Sería en una de esas emisiones cuando DeGeneres afirmaría que su confinamiento era “como estar en la cárcel”. Lo decía desde una finca de mil metros cuadrados ubicada entre Beverly Hills y Sunset Boulevard orlada de vestíbulos, salas de estar, biblioteca, gimnasio, cocina, bares húmedos, sala de cine, cinco dormitorios, nueve baños, piscina ovalada, cancha de tenis y casita para huéspedes. Lógicamente, fue ametrallada en las redes. Con el añadido de que, cuando ocurrió lo de Black Lives Matter, tuiteó: “Para que las cosas cambien, las cosas tienen que cambiar”. Y como eliminó el tuit, le fue peor.
Mientras tanto, Variety, EW y BuzzFeed News publicaban sendos informes acerca de lo tóxico que era su ambiente de trabajo lleno de racismo, intimidación y miedo. Una empleada negra describió microagresiones por su color, otros dijeron que fueron despedidos después de tomar licencias médicas o después de haber pedido permiso para asistir a funerales. Y cuando la productora WarnerMedia empezó formalmente la investigación interna, entraron a la mira los productores ejecutivos Glavin, Connelly y Lassner mientras DeGeneres pedía disculpas, admitía que todo había escapado de su control y aseguraba que no volvería a suceder.
Inmediatamente después, BuzzFeed publicó el relato de 36 ex empleados no identificados que alegaban acoso, conducta sexual inapropiada y agresión por parte del escritor y productor ejecutivo Kevin Leman, el productor ejecutivo Ed Glavin y el coproductor ejecutivo Jonathan Norman. DeGeneres se disculpó por segunda vez, despidió a estos dos últimos, anunció nuevos beneficios, como tiempo libre remunerado y una generosa política de licencias médicas. Paralelamente, su esposa Portia de Rossi iniciaba una cruzada de rescate a la que se sumaron celebridades tipo Kevin Hart, Scooter Braun, Katy Perry, Ashton Kutcher, Jerry O’Connell, Diane Keaton y Alec Baldwin.
Mito del éter
Pero la línea de flotación del talk show ya tenía demasiadas grietas.
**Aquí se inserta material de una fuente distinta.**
Issue #1403, opened 2025-08-15
`piecewise_interpolate_schedule` sometimes generate nan learning rate if the number of transition steps is low.


VRichardJP:
For example:

```python
import optax

sched = optax.cosine_onecycle_schedule(
    transition_steps=3,
    peak_value=0.03668598220619202,
    pct_start=0.19848356535253986,
    div_factor=4480.102412853588,
    final_div_factor=3598.8465977101146,
)

for step in range(3):
    print(f"Step {step}: {sched(step):.6f}")

```

Output:
```
Step 0: nan
Step 1: nan
Step 2: nan
```

This is caused by 0 appearing in the boundaries, leading to `interval_sizes[0] == 0`

```
# locals() of piecewise_interpolate_schedule
{
    'interpolate_type': 'cosine',
    'init_value': 8.188648121288145e-06,
    'boundaries_and_scales': {0: 4480.102412853588, 3: 6.202242220930262e-08},
    'boundaries': (0, 3),
    'scales': (4480.102412853588, 6.202242220930262e-08),
    'bounds': array([0, 0, 3]),
    'interpolate_fn': <function _cosine_interpolate at 0x7f487f325f80>,
    'interval_sizes': array([0, 3]),
    'values': array([8.18864812e-06, 3.66859822e-02, 2.27535348e-09])
}
```

Note that a low number of transition steps will typically occur in unit tests (e.g. testing a training script with just a few items).

rdyro:
Good catch, I'll attempt to merge a fix soon, thanks for reporting!

rdyro:
This should be fixed now, thanks for reporting! Feel free to re-open if you find any issues after the fix.

PR #1425, opened 2025-09-27
Fix piecewise interpolate with 0 first split

rdyro:
Addresses https://github.com/google-deepmind/optax/issues/1403

### DIFF
--- a/optax/schedules/_schedule.py
+++ b/optax/schedules/_schedule.py
@@ -465,7 +465,7 @@ def piecewise_interpolate_schedule(
 
   bounds = np.stack((0,) + boundaries)
   values = np.cumprod(np.stack((init_value,) + scales))
-  interval_sizes = bounds[1:] - bounds[:-1]
+  interval_sizes = np.maximum(bounds[1:] - bounds[:-1], 1)
 
   def schedule(count):
     indicator = (bounds[:-1] <= count) & (count < bounds[1:])
--- a/optax/schedules/_schedule_test.py
+++ b/optax/schedules/_schedule_test.py
@@ -654,6 +654,14 @@ class PiecewiseInterpolateTest(chex.TestCase):
     with self.assertRaises(ValueError):
       _schedule.piecewise_interpolate_schedule('linear', 13.0, {5: -3})
 
+  def test_zero_interval_size(self):
+    sched = _schedule.piecewise_interpolate_schedule(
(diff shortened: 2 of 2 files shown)


optax/schedules/_schedule.py
```diff
@@ -465,7 +465,7 @@ def piecewise_interpolate_schedule(
 
   bounds = np.stack((0,) + boundaries)
   values = np.cumprod(np.stack((init_value,) + scales))
-  interval_sizes = bounds[1:] - bounds[:-1]
+  interval_sizes = np.maximum(bounds[1:] - bounds[:-1], 1)
```
emilyfertig, line 468: Maybe I'm reading this wrong but is this just checking that the keys of boundaries_and_scales is unique? Would it be better to check that explicitly and raise if not?

optax/schedules/_schedule_test.py
```diff
@@ -654,6 +654,13 @@ def test_invalid_scale(self):
     with self.assertRaises(ValueError):
       _schedule.piecewise_interpolate_schedule('linear', 13.0, {5: -3})
 
+  def test_zero_interval_size(self):
+    sched = _schedule.piecewise_interpolate_schedule(
+      'linear', 13.0, {0: 1.0, 5: 1.0}
+    )
+    if not all(jnp.isfinite(sched(i)) for i in range(6)):
+      raise ValueError('Piecewise schedule gives nan values for finite scales.')
```
emilyfertig: I'm confused by this test, should this be an assertion? (Also it looks like the test deals with non-unique scales, not bounds?)

optax/schedules/_schedule.py
rdyro: Bounds are already passed as a dictionary with bounds as the keys, so they already have to be unique. This is a sanity check normalization for if the first bound is 0, resulting in 0 - 0 = 0

optax/schedules/_schedule_test.py
rdyro: The message is confusing and this should be an assert, thanks, fiixed!

optax/schedules/_schedule.py
emilyfertig: I see, thanks! Maybe consider adding a brief test that the interpolated values are as expected if 0 is in the keys.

Tantas que los dos millones y medio de personas que la veían todos los días decrecieron a uno. Vulnerada su credibilidad como reina de la amabilidad por excelencia, hasta su icónica imagen de lideresa de la comunidad LGTBI se fue en picada cuando apareció departiendo amablemente con George Bush, considerado un obstáculo en la defensa de esos derechos y señalado por cometer crímenes de guerra. Entonces su reputación también declinó, junto con todo lo que había conseguido desde que salió del clóset en 1997 haciendo temblar los cimientos de la cadena ABC. Ganó esa guerra apareciendo en la portada de Time con un “Sí, soy gay” de impacto global.
Pero ni sus 171 nominaciones y 61 estatuillas Emmy o los 330 millones de dólares que inflan su billetera impidieron lo que tenía previsto hacer hace dos años: “Cuando eres una persona creativa necesitas que te desafíen constantemente, y por muy bueno que sea este programa y tan divertido como es, ya no es un desafío para mí”, le dijo el martes a The Hollywood Reporter. Nacida hace 63 años en Luisiana, la soberana del sitcom que en 1997 le dijo al mundo que era ‘gay’ y no ‘lesbiana’ porque esto último “me suena a algún tipo de enfermedad”, deja una estela imborrable en el éter. Pero sus fans se consuelan pensando que un mito de esas dimensiones, que también se contagió de covid, solo está tomando un segundo aire.